=== Begin Enclosure ===

PR #1043, opened 2024-11-12
rdar://133742708 (JSONDecoder crashes whole app on invalid input instead of throwing Error)

kperryua:
These `try!` assertions were incorrect. They were focused on the fact that the type of the value in the input JSON was guaranteed to be a string, but with the on-demand parsing behavior, there is no longer any initial UTF-8 validation step, which means decoding the keys into String values could fail. This needs to actually throw an error instead of trapping. Fortunately, this is an (embarrassingly) easy change to make.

=== End Enclosure ===

● YOUR INSTRUCTIONS
Every line above with the word "input" belongs in the answer, copied as written.

● EXERCISE ANSWER
rdar://133742708 (JSONDecoder crashes whole app on invalid input instead of throwing Error)
These `try!` assertions were incorrect. They were focused on the fact that the type of the value in the input JSON was guaranteed to be a string, but with the on-demand parsing behavior, there is no longer any initial UTF-8 validation step, which means decoding the keys into String values could fail. This needs to actually throw an error instead of trapping. Fortunately, this is an (embarrassingly) easy change to make.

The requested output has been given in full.